* _Directions for this task_: Return the lines below that contain "opened".
Raw data Block Start
Issue #821, opened 2015-07-30
Unhandled exception when DB drops


rfshelley:
I've connected to the database, and then explicitly stop the DB, and on the next call to query the DB I get the error:

```
events.js:72
        throw er; // Unhandled 'error' event
              ^
error: terminating connection due to administrator command
    at Connection.parseE (.../node_modules/pg/lib/connection.js:539:11)
    at Connection.parseMessage (.../node_modules/pg/lib/connection.js:366:17)
    at Socket.Connection.attachListeners (.../node_modules/pg/lib/connection.js:105:22)
    at Socket.emit (events.js:95:17)
    at Socket.stream.pause.paused (_stream_readable.js:764:14)
    at Socket.emit (events.js:92:17)
    at emitReadable_ (_stream_readable.js:426:10)
    at emitReadable (_stream_readable.js:422:5)
    at readableAddChunk (_stream_readable.js:165:9)
    at Socket.Readable.push (_stream_readable.js:127:10)
```

This occurred from a simple "Client.query()" call from a pooled connection. The thrown exception kills the server and requires me to restart. Is there a better way to gracefully handle downed databases with a reconnect policy or at catch the exception?

sehrope:
I'm able to reproduce this with pg v4.4.0 on Linux. What's interesting is that you don't even have to run a query.

Here's the sample coffee-script program I used to test it (output is below). It creates a pooled connection, runs a test query, then prints that it's still alive continuously till it dies. Per the defaults the pooled connection should remain open for 30 seconds so that's enough time to manually stop the PostgreSQL server.

    pg = require 'pg'

    testQuery = (cb) ->
      pg.connect process.env.DATABASE_URL, (err, client, done) ->
        if err then return cb(err)
        client.query 'SELECT 1 AS x', (err, result) ->
          done(err)
          if err then return cb(err)
          console.log '%s - Ran a test query successfully', new Date()
          return cb(null)

    showAlive = () ->
      console.log "%s - Still alive", new Date()
      setTimeout showAlive, 100

    testQuery (err) ->
      if err
        console.error "Gracefully received error: ", err
        process.exit(1)
      showAlive()

Running with the server offline gives (proper behavior):

    Gracefully received error:  [Error: Connection terminated]

Running with the server online and then shutting it down gives (node process dies):

    Fri Jul 31 2015 19:10:38 GMT-0400 (EDT) - Ran a test query successfully
[...]

PR #824, opened 2015-08-02
Add failing connection pool test for server errors

sehrope:
As this is a failing test it really shouldn't be merged in until a fix is found for it. I'm adding it as a PR so a fix can be built atop it.

### DIFF
--- a/test/integration/connection-pool/terminate-backend-tests.js
+++ b/test/integration/connection-pool/terminate-backend-tests.js
@@ -1,0 +1,33 @@
+var helper = require(__dirname + "/../test-helper");
+var pg = require(__dirname + "/../../../lib");
+var async = require('async');
+
+// Creates a pooled connnection and returns it's backend PID
+// The pooled connection will remain in the pool for 30-seconds (default).
+function getBackendPid(cb) {
+  pg.connect(helper.config, function(err, client, done) {
+    if (err) return cb(err);
+    client.query('SELECT pg_backend_pid() AS pid', function(err, result) {
+      done(err);
+      if (err) return cb(err);
+      return cb(null, result.rows[0].pid);
+    });
+  });
+}
+
+// Create a new non-pooled connection and use it to terminate a backend.
+function terminateBackend(pid, cb) {
+  var client = helper.client();
+  client.query('SELECT pg_terminate_backend($1)', [pid], function(err, result) {
+    client.end();
+    return cb(err);
+  });
+}
+
+async.waterfall([
+  getBackendPid,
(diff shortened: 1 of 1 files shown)


brianc:
Nice! What's the expected behavior here?  The `pg` object will emit an error event when a client in the pool disconnects - should we handle that error & test for it?

sehrope:
> Nice! What's the expected behavior here?

Well not crashing the node process would be nice :)

As far as handling the error goes, it's a toss up between silently swallowing/logging it or saving it to dish out the next time that particular connection is checked out. I don't really see much value in the latter as if the server has been bounced most people would want a fresh connection (*i.e. transparent recovery*). If the server is still down (*i.e. the entire pool got flushed*), a new connection will be attempted and you'll get the error for that anyway. Probably would be more complicated too v.s. just swallowing it.

> The pg object will emit an error event when a client in the pool disconnects - should we handle that error & test for it?

Yes following up from info in #821 I'm going to test some options of adding a default handler to the `pg` object to catch these. Note that it shouldn't handle all errors, just errors for non-checked out pooled connections. The alternative is to document that everybody using pooled connections manually add their own top level error handler but that doesn't sound like a good idea.

brianc:
@sehrope I know it's taken me a while to get to it but I _think_ this should fix the error!  :smile: 

https://github.com/brianc/node-postgres/pull/843

sehrope:
Haven't had a chance to test this out yet but this looks like exactly what's need. Great idea to add/remove the error handler when the connection is idle in the pool. 

With how the rest of the error handling works, this would leave the bad connection in the pool right? So the next checkout of that connection would fail? If so, I wonder if there's a way to dispose the connection entirely. I don't see any value in having failed connections linger in the pool. Otherwise if you have a pool of size N, you'd need N checkouts to "flush" them out.

Still better than the entire node process crashing though :smile:...

sehrope:
Peeking through the code a bit, I think this fixes errors on first connect but not if the server is bounced after things have already been running. The same approach of should work for that too.

We'd need to add/remove the error handler when the connection is [checked out](https://github.com/brianc/node-postgres/blob/35e5567f86774f808c2a8518dd312b8aa3586693/lib/pool.js#L82) and [checked back in](https://github.com/brianc/node-postgres/blob/35e5567f86774f808c2a8518dd312b8aa3586693/lib/pool.js#L86).

brianc:
Closing this because it's 18 months old.  If it's still relevant I apologize: doing some house-cleaning before I start really going to town on fixing up some stuff & prepping for 7.0.

PR #828, opened 2015-08-02
Test that an active query is cancelled

kevinburke:
Test first makes a query to the active Postgres database, then issues a cancel
request, and verifies that the query was indeed canceled.

It looks like the test currently in that file only tests that the query is spliced from the queue.

### DIFF
--- a/test/integration/client/cancel-query-tests.js
+++ b/test/integration/client/cancel-query-tests.js
@@ -1,5 +1,20 @@
 var helper = require(__dirname+"/test-helper");
 
+test("cancellation of an active query", function() {
+  var client = helper.client();
+
+  var qry = "select pg_sleep(4)";
+  var query1 = client.query(qry);
+  client.cancel(client, query1);
+  var otherClient = helper.client();
+  activeQueries = "SELECT * FROM pg_stat_activity WHERE query LIKE '%pg_sleep(4)%' AND query NOT LIKE '%pg_stat_activity%'";
+  otherClient.query(activeQueries, assert.calls(function(err, result) {
+    assert.equal(result.rows.length, 0);
+    otherClient.end();
+    client.end();
+  }));
+});
+
 //before running this test make sure you run the script create-test-tables
 test("cancellation of a query", function() {
 
@@ -13,11 +28,11 @@ test("cancellation of a query", function() {
 
   var query1 = client.query(qry);
   query1.on('row', function(row) {
-    throw new Error('Should not emit a row')
+    throw new Error('Should not emit a row');
   });
   var query2 = client.query(qry);
   query2.on('row', function(row) {
-    throw new Error('Should not emit a row')
+    throw new Error('Should not emit a row');
   });
   var query3 = client.query(qry);
   query3.on('row', function(row) {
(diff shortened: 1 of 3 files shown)


test/integration/client/cancel-query-tests.js
```diff
@@ -1,5 +1,20 @@
 var helper = require(__dirname+"/test-helper");
 
+test("cancellation of an active query", function() {
+  var client = helper.client();
+
+  var qry = "select pg_sleep(4)";
+  var query1 = client.query(qry);
+  client.cancel(client, query1);
+  var otherClient = helper.client();
```
kevinburke: I was a little confused by this behavior, it seems like queries can't run concurrently on a given client? When I tried running this on the same client it would block until the `sleep` finished. If there's a way to do this without opening two connections let me know. 

I'm not 100% certain that the `cancel` will always complete before the `otherClient` issues a query against the database, mostly because I am not sure how `stream.write` works.

test/integration/client/cancel-query-tests.js
```diff
@@ -1,5 +1,20 @@
...
+  activeQueries = "SELECT * FROM pg_stat_activity WHERE query LIKE '%pg_sleep(4)%' AND query NOT LIKE '%pg_stat_activity%'";
+  otherClient.query(activeQueries, assert.calls(function(err, result) {
+    assert.equal(result.rows.length, 0);
+    otherClient.end();
+    client.end();
```
kevinburke: The process wouldn't exit without these lines; do you know why? (Obviously it's good to clean up resources, it just seemed kind of like magic)

test/integration/client/cancel-query-tests.js
brianc: Postgres only allows for & handles one executing query per connection (client) at a time.  If you try to submit two on the same client the 2nd one will return an error message.  That's been a built in constraint of postgres for as long as I've been using it & how it behaves when consumed from any programming language.  It actually makes some sense when you think about it too...how would transactions work in a semi-non deterministic environment of sending 2 queries over the network at the same time working within a single transaction?  Yikes.  So to work with this constraint node-postgres does two things:

1) Provides a client pool so you can run multiple queries "at once" because you're sending them on multiple different clients.
2) The node-postgres client internally queues up pending queries so if you send two at once it keeps them ordered and dispatches them one after another.

So its a pain to cancel a query because you have to issue one query from one client & then connect & cancel it from another client - there's no real way around it.  The client that's busy waiting on a query wont send any data to the backend, and even if you *did* the backend would ignore any data coming in on the client which is currently processing a query and simply return an error on it.

test/integration/client/cancel-query-tests.js
brianc: Each client opens a node `socket` to the database.  The sockets are still alive when the query is done & so the event loop is blocked.

brianc:
I appreciate the work here, but the tests are failing in travis - any way you could make them pass?

kevinburke:
Odd, the tests pass if I run the file individually, but fail if I run the suite. I'll try and figure out what's going on.

I assumed `cancel` was sync based on the signature, but reading through it, looks like that's not true? Might be running into a race here.

PR #837, opened 2015-08-12
forcing sydney time

forkfork:


sehrope:
Your patch changes the time zone to Sydney for all users. There's no way something like this would be merged in.

If you need this type of functionality you should either change your node server time zone or have your own wrapper that does this for your app.

forkfork:
My mistake, I had no idea I'd created a PR for the origin here, I was doing this to debug an issue on my upstream... github usage error by myself, apologies.

PR #840, opened 2015-08-20
Question: support arrays for JSON columns

hmalphettes:
Currently when a JSON array is inserted into a JSON column it is transformed into a String array suitable for an Array column.

A workaround consists of serialising the JSON array into a string before we insert its value into the database.
Reviewing the 'toPostgresql' function supported for object serialisation it looked like maybe we could do something here as well.

This PR defines an none enumerable property 'isJSON' to serialise the array as a String suitable for a JSON array.
Let me know if that is a good way to proceed.

We could also add a configuration parameter to the client that would assume that all arrays are targeting JSON columns.

### DIFF
--- a/lib/utils.js
+++ b/lib/utils.js
@@ -35,6 +35,9 @@ var prepareValue = function(val, seen) {
     return dateToString(val);
   }
   if(Array.isArray(val)) {
+    if (val.hasOwnProperty('isJSON') && !val.propertyIsEnumerable('isJSON')) {
+      return JSON.stringify(val);
+    }
     return arrayString(val);
   }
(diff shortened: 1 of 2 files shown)


brianc:
Sorry for the massive delay on this!  @hmalphettes I don't totally understand what you mean...could you provide a code example of the problem you're trying to fix?  If there's a way to accomplish what you want now without a code change that's probably preferable, but I'd like to get a better understanding of what you're going for.

brianc:
Closing this because it's old & I'm not understanding exactly whats being asked for.

hmalphettes:
@brianc fair enough. Thanks for your attention.

PR #852, opened 2015-09-03
Add lazy mode for row parsing

vickvu:
In lazy mode, raw values will be used and parsing function need to be called explicitly.
For example:
```javascript
function processRow(row) {
  return {
    name: row.obj_name, //Raw value
    createdTime: row.parse_obj_created_time() //Return the parsed value
  }
}
```
This would be useful when we want to access raw value from database, and also when we only want to access a subset of values. For example, suppose we have the following query result

obj_id | obj_name | obj_created_time | property_name 
-------- | ------------- | ----------------------- | ---------------
 1        | Object 1   |  2015-01-01         | Prop A
 1        | Object 1   |  2015-01-01         | Prop B
 1        | Object 1   |  2015-01-01         | Prop C

Ideally, we only need `obj_name` and `obj_created_time` of the first row and we don't need the parsing of `obj_created_time` to be run for more than once.

This PR will need a new version of pg-native (https://github.com/brianc/node-pg-native/pull/26)

### DIFF
--- a/lib/native/index.js
+++ b/lib/native/index.js
@@ -112,6 +112,7 @@ Client.prototype.query = function(config, values, callback) {
     query.name = config.name;
     query.callback = config.callback;
     query._arrayMode = config.rowMode == 'array';
+    query._lazyMode = config.rowMode == 'lazy';
   }
 
   //support query({...}, function() {}) style calls
--- a/lib/native/query.js
+++ b/lib/native/query.js
@@ -12,6 +12,7 @@ var NativeQuery = module.exports = function(native) {
   this.callback = null;
   this.state = 'new';
   this._arrayMode = false;
+  this._lazyMode = false;
 
   //if the 'row' event is listened for
   //then emit them as they come in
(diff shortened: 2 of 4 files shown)


linpy:
I am out of the office until 2015/09/04.

I would on leave from 2015/9/3. Please drop me mail if anything. Thanks.


Note: This is an automated response to your message  "[node-postgres] Add
lazy mode for row parsing (#852)" sent on 03/09/2015 15:51:23.

This is the only notification you will receive while this person is away.

forkfork:
@linpy any thoughts on this one?

brianc:
I really appreciate the thought you put into this & I can see cases where there would be a need for what you're describing.  However, it's already achievable without a change to the node-postgres source code.  I'd recommend if you want custom type parsing, including "lazy" type parsing by not parsing the rows, then you override the built in [type parser](https://github.com/brianc/node-pg-types)

You could even do something like this:

```
var client = new Client({
  types: { getTypeParser: () => val => val }
})
```
That will return every row as the raw text returned from the postgres protocol.  This could even be encapsulated in a separate module if you were interested! As far as adding it as a core feature to node-postgres I don't think that's the right way to go.

vickvu:
Thanks @brianc . I didn't know that I can override the built in type parsers.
Raw data Block End
* _Task solution_:
Issue #821, opened 2015-07-30
PR #824, opened 2015-08-02
PR #828, opened 2015-08-02
PR #837, opened 2015-08-12
PR #840, opened 2015-08-20
PR #852, opened 2015-09-03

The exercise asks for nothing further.